利用生物資訊方法探討在水稻中受過氧化氫調控的小核醣核酸

Abstract

在植物體內，過氧化氫為一種強的氧化劑，其通常是受到生物性與非生物性逆境的誘導而產生。過去的研究也認為過氧化氫可以作為二次的訊息傳遞物質以調控植物的生長與逆境的防禦反應。小分子核醣核酸是一種長度約20到24個核苷酸大小的小片段非編碼核糖核酸，利用後轉錄調控機制影響植物的生理功能。然而，我們對於受到過氧化氫調控的小分子核醣核酸與其調控何種下游目標基因仍未明朗，因此本研究主要使用生物資訊方法闡明與探索過氧化氫可能調控的分子機制。本研究使用小RNA定序法與已發表之AGO1蛋白免疫共沉澱定序法所產生的序列資料分析受過氧化氫調控的小分子核醣核酸。並且使用psRNAtarget軟體與已發表的微陣列資料預測受小分子核醣核酸調控的目標基因，從中我們成功預測出377個小分子核醣核酸與其目標基因的調控路徑。為了更進一步確認小分子核醣核酸與其預測之目標基因是否存在真實的調控關係，我們開發了一個嶄新的分析軟體Pycleave對於水稻降解組進行分析，此軟體整合了psRNATarget 及 CleaveLand 。我們確認了64個mRNA在過氧化氫處理之下，可能受到小分子核醣核酸所調控。其中我們發現miR156受到過氧化氫所影響，而其目標基因為一個參與茉莉酸訊息調控的重要基因OsTIFY11b。此調控路徑我們使用即時定量聚合酶鏈鎖反應、農桿菌滲入短暫共表現法、已發表的miR156大量表現微陣列資料、轉基因植物法進行驗證。我們的結果闡明了一個嶄新的小分子核醣核酸與其目標基因的調控網絡。另一方面，我們亦對於小RNA定序法發現的轉運核糖核酸衍生之小核醣核酸進行分析。我們的結果顯示了由轉運核糖核酸衍生之小核醣核酸可能受到氧化逆境所累積。此外，轉運核糖核酸衍生之小核醣核酸可能不是RNA降解的副產物。總體而言，過氧化氫廣泛的調控小核醣核酸。其分子機制值得進一步探討。

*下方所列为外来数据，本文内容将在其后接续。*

PR #300, opened 2015-08-25
Add constants for the parameter types

ikben:
This includes all the parameter types from http://docs.aws.amazon.com/AWSCloudFormation/latest/UserGuide/parameters-section-structure.html

### DIFF
--- a/troposphere/constants.py
+++ b/troposphere/constants.py
@@ -202,3 +202,32 @@ CACHE_M2_4XLARGE = 'cache.m2.4xlarge'
 CACHE_C1_XLARGE = 'cache.c1.xlarge'
 
 CACHE_T1_MICRO = 'cache.t1.micro'
+
+#
+# Parameter types
+#
+STRING = 'String'
+NUMBER = 'Number'
+LIST_OF_NUMBERS = 'List<Number>'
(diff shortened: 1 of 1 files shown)


troposphere/constants.py
```diff
@@ -202,3 +202,32 @@
 CACHE_C1_XLARGE = 'cache.c1.xlarge'
 
 CACHE_T1_MICRO = 'cache.t1.micro'
+
+#
+# Parameter types
+#
+STRING = 'String'
```
phobologic: So I worry about generic constants like this - making this just STRING assumes that there'd be no use of STRING elsewhere, and could lead to confusion.  I almost wonder if we shouldn't turn constants into a module, and have things like parameter constants, etc.

ikben: I agree. I prefer using a module, because adding something like _TYPE to all of these will make most of them very long.

I currently use a constants module in my projects, having this as `constants.parameters.types.STRING`. I also have a `constants.parameters.patterns` for common validation patterns (alphanumeric, ...), so depending on which kind of constants you want in troposphere, this could also be `constants.parameter_types`.

markpeek:
Thanks!

PR #301, opened 2015-08-25
Add lambda ZipFile property

ikben:


troposphere/awslambda.py
```diff
@@ -4,11 +4,35 @@
...
+        'S3Bucket': (basestring, False),
+        'S3Key': (basestring, False),
         'S3ObjectVersion': (basestring, False),
+        'ZipFile': (basestring, False)
     }
 
+    def __init__(self, title=None, **kwargs):
+        super(Code, self).__init__(title, **kwargs)
+
+        if 'ZipFile' in kwargs:
```
phobologic: I would move this logic into validate() - the reason being that many times I've seen people create a troposphere resource/property, then modify it's attributes after the fact.  Validate() lets them do that still, without running into this.

ikben: I didn't know about validate(), and will look into this. I was copying from some other part of troposphere (don't remember which one).

phobologic: Cool - it may be that we do it like this somewhere else, but I think validate() is probably the right place in general.  @markpeek - any opinion?

ikben:
@phobologic I've added the logic to the validate method (and rewrote it a little bit).

If you like this as a single commit I can squash it too.

markpeek:
Thanks!

PR #529, opened 2016-07-21
Support "UserName" property for AWS::IAM::User

dmm92:
http://docs.aws.amazon.com/AWSCloudFormation/latest/UserGuide/aws-properties-iam-user.html#cfn-iam-user-username

### DIFF
--- a/troposphere/iam.py
+++ b/troposphere/iam.py
@@ -5,7 +5,7 @@
 
 from . import AWSObject, AWSProperty
 from .validators import integer, boolean, status
-from .validators import iam_path, iam_role_name, iam_group_name
+from .validators import iam_path, iam_role_name, iam_group_name, iam_user_name
 
 try:
     from awacs.aws import Policy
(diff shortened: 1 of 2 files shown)


markpeek:
This looks good. It would be good to validate the length not being the empty string explicitly. Also, some positive/negative tests for the length and regex would be a welcome addition.

dmm92:
@markpeek is troposphere moving towards doing its own validation? In most places it is 'dumb' and has AWS do the validation. I was hesitant to even add validation as a result — what's the pattern? Is there a plan to gradually add validators for everything? If not I think it would be better to leave them out entirely

markpeek:
Besides being able to write templates in Python, the original intent for troposphere was to do as much validation at template generation time as possible to prevent having CF rollbacks from occurring. You're right, not everything is validated but there are both base and custom validators available and I'd welcome people contributing more validation. To the point of my comment, since you had some validation (length of string, regex) I thought it would be good to catch an empty string and also add tests to ensure the correct behavior was occurring.

markpeek:
Thanks. I added the empty string check and some unit tests in the above commit.

dmm92:
@markpeek Thanks! Sorry I didn't get to this before I went on vacation

PR #531, opened 2016-07-26
Remove double S from S3ObjectVersion (fixes #530)

### LINKED ISSUE #530: S3ObjectVersion is spelled "SS3ObjectVersion" in the lambda Code object validation
I just noticed [this](https://github.com/cloudtools/troposphere/blob/1f67fb140f5b94cf0f29213a7300bad3ea046a0f/troposphere/awslambda.py#L31) while I was reading through the code. I haven't run into problems as I haven't had to use this particular key, but it looks like something you might want to know about.

ikben:
Like @sonya noted in #530


markpeek:
Thanks!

Hydrogen peroxide (H2O2) is a strong oxidizer, whose production is commonly enhanced by abiotic and biotic stresses in plants. It has also been considered as a signal messenger involved in regulating growth and defense in plants. MicroRNAs (miRNAs) are 20-24 nucleotides non-coding RNAs playing crucial roles in biotic and abiotic responses by post-transcriptional regulation. However, the underlying mechanism for the regulation of H2O2-related miRNA and its targets remains unclear. In this study, differentially expressed miRNAs via small RNA sequencings and AGO1 immunoprecipitation-sequencings were discovered. Program psRNAtarget was used to predict miRNA target and the predicted targets were also analyzed by the published cDNA microarray data from rice treated with H2O2. Herein, 377 predicted miRNA-targets were discovered. In order to gain insight into the cleavage site of miRNA-target, a new program Pycleave was developed to analyze degradome data. The combination of psRNATarget and CleaveLand indicated that 64 mRNAs may be regulated by miRNAs. Among them, miR156 was regulated by H2O2. the predicted target gene of miR156 was OsTIFY11b, which is a member of JAZ protein, and may be involved in jasmonic acid signal transduction. This miRNA-target module was validated by real-time RT-PCR, agroinfiltration, microarray data from rice overexpressing miR156, and transgenic approaches. Our results may reveal a new miRNA and regulatory framework involved in H2O2 signal transduction. On the other hand, tRNA-derived small RNAs (tsRNAs) were also investigated in this study. Our results suggested tsRNAs were accumulated during oxidative stress. Moreover, tsRNAs might not be the byproducts from RNA degradation. Overall, H2O2 controlled small RNAs widely. The underlying molecular mechanisms for small RNAs regulated by H2O2 is worth for further study.